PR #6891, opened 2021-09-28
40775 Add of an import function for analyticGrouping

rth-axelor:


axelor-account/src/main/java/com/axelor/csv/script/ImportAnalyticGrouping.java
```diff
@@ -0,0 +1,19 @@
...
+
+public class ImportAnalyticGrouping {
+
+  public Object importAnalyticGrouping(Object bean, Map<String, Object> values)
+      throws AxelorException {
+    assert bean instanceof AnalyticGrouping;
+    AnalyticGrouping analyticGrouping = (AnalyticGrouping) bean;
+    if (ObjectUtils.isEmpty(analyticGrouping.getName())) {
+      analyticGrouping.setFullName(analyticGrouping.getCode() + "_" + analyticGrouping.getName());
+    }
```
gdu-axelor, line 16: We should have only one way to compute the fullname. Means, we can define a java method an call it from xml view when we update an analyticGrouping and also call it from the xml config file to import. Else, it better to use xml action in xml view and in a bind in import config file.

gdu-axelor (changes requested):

##########

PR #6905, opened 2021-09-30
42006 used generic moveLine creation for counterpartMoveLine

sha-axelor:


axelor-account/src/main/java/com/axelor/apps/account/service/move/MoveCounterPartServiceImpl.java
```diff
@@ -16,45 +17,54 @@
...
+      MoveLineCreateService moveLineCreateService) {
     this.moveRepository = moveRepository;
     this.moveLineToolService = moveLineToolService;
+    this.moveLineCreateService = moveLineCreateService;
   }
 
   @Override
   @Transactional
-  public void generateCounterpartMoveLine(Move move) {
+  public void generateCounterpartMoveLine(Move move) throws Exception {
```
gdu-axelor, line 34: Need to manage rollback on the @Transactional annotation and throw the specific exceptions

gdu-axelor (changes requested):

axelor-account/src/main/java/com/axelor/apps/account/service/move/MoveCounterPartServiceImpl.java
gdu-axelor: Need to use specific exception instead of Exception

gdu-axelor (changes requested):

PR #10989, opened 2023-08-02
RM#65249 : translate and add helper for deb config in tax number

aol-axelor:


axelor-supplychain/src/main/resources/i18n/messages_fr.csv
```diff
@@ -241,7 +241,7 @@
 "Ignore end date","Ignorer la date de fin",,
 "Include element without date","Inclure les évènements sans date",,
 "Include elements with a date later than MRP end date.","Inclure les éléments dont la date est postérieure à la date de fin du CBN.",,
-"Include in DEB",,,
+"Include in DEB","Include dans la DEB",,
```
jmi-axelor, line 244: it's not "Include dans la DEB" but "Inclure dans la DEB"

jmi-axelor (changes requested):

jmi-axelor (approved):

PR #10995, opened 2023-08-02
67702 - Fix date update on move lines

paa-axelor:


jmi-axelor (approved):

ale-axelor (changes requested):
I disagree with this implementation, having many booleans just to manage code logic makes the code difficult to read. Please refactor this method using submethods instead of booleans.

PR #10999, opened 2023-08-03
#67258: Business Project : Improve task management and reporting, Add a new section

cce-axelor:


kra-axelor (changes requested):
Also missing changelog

##########

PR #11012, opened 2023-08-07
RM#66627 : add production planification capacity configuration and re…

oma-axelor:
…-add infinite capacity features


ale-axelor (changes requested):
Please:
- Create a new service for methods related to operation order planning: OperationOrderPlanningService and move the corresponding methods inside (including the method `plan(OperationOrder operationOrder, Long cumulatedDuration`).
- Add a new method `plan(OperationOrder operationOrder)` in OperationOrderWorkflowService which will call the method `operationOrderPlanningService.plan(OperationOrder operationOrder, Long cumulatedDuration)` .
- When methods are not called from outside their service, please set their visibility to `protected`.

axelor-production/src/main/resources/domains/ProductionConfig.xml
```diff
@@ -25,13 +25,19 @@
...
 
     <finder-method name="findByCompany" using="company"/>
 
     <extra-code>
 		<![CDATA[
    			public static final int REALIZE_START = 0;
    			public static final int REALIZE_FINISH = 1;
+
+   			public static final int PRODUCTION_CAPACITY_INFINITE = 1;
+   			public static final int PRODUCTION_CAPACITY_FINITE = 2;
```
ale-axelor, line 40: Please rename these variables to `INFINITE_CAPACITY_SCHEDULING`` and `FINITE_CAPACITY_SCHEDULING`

##########

Exercise goal: Find the number of lines above that hold the word "Inclure", then write that number by itself.

Written response: 3